PR #53, opened 2026-06-25
feat(extract): add codegraph backend for Python

Dshuishui:
## Summary
Integrate `@colbymchenry/codegraph` (tree-sitter based) as the function extraction and call graph backend for Python, replacing the regex-based approach. Existing regex extractor is preserved as a fallback when codegraph is unavailable.

## Changes
- `src/extractors/codegraph.py` — new module: queries `.codegraph/codegraph.db` for function bodies and call edges
- `src/extract.py` — route Python files through codegraph when index is available; fall back to regex otherwise
- `src/generate_topdown_layers.py` — build call graph from codegraph edges when available; fall back to regex scan otherwise
- `main.py` — auto-run `codegraph init` between Stage 1 and Stage 2 so only original source files are indexed (before `fm_agent/extracted_functions/` is created)
- `install.sh` — install `@colbymchenry/codegraph` via bun as part of FM-Agent setup

## Motivation
The regex-based extractor is fragile on complex syntax. Tree-sitter based codegraph provides accurate AST-level function extraction and precise call edges. The new backend is designed to be extensible: adding support for a new language requires only adding one line to `CODEGRAPH_SUPPORTED` in `codegraph.py`.

As a side effect, the codegraph path also correctly extracts `async def` functions, which the regex-based fallback silently drops (see #54).

### DIFF
--- a/install.sh
+++ b/install.sh
@@ -82,5 +82,13 @@ fi
 echo "[..] installing/updating oh-my-openagent"
 bunx oh-my-openagent install --no-tui --claude=no --gemini=no --copilot=no
 
+# ---------- codegraph ----------
+if command -v codegraph &>/dev/null; then
+    echo "[ok] codegraph found: $(codegraph --version 2>/dev/null || echo 'unknown version')"
+else
+    echo "[..] installing codegraph"
+    bun install -g @colbymchenry/codegraph
+fi
+
 echo ""
 echo "=== all dependencies installed ==="
--- a/main.py
+++ b/main.py
@@ -16,6 +16,7 @@ from src.opencode_trace import (
     start_opencode_traced,
 )
 from src.incremental_reasoner import run_incremental_pipeline
+from src.languages.codegraph import try_codegraph_init
 import os
 import sys
 import argparse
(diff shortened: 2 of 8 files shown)


haoran-ding:
Please fix the following problems:

- The [try-exception block](https://github.com/fmagent-project/FM-Agent/pull/53/changes#diff-450848dbd32d25cb640a4349c76128577d6dde9707c3f807c283cbb137acc80aR335 ) seems useless 
- All codegraph functions should be defined in codegraph python file rather than main.py. main.py only invokes them.
- Rename the extract folder to be language

Dshuishui:
Thanks for the detailed feedback! Here's what was addressed in the latest commit (c11f6d2):

1. **Removed the useless try-except block** — The `codegraph --version` pre-check was redundant. Replaced with a single `subprocess.run(["codegraph", "init"], ...)` call inside a `try/except FileNotFoundError`, which handles the "not installed" case directly without the extra round-trip.

2. **Moved all codegraph logic into `src/languages/codegraph.py`** — `_try_codegraph_init` (now renamed `try_codegraph_init`) has been moved from `main.py` into the codegraph module. `main.py` now only imports and calls it.

3. **Renamed `src/extractors/` → `src/languages/`** — Updated all import paths in `main.py`, `src/extract.py`, and `src/generate_topdown_layers.py` accordingly.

########################################

Copy each line of the listing that includes "edges".

- Response to this task:
- `src/extractors/codegraph.py` — new module: queries `.codegraph/codegraph.db` for function bodies and call edges
- `src/generate_topdown_layers.py` — build call graph from codegraph edges when available; fall back to regex scan otherwise
The regex-based extractor is fragile on complex syntax. Tree-sitter based codegraph provides accurate AST-level function extraction and precise call edges. The new backend is designed to be extensible: adding support for a new language requires only adding one line to `CODEGRAPH_SUPPORTED` in `codegraph.py`.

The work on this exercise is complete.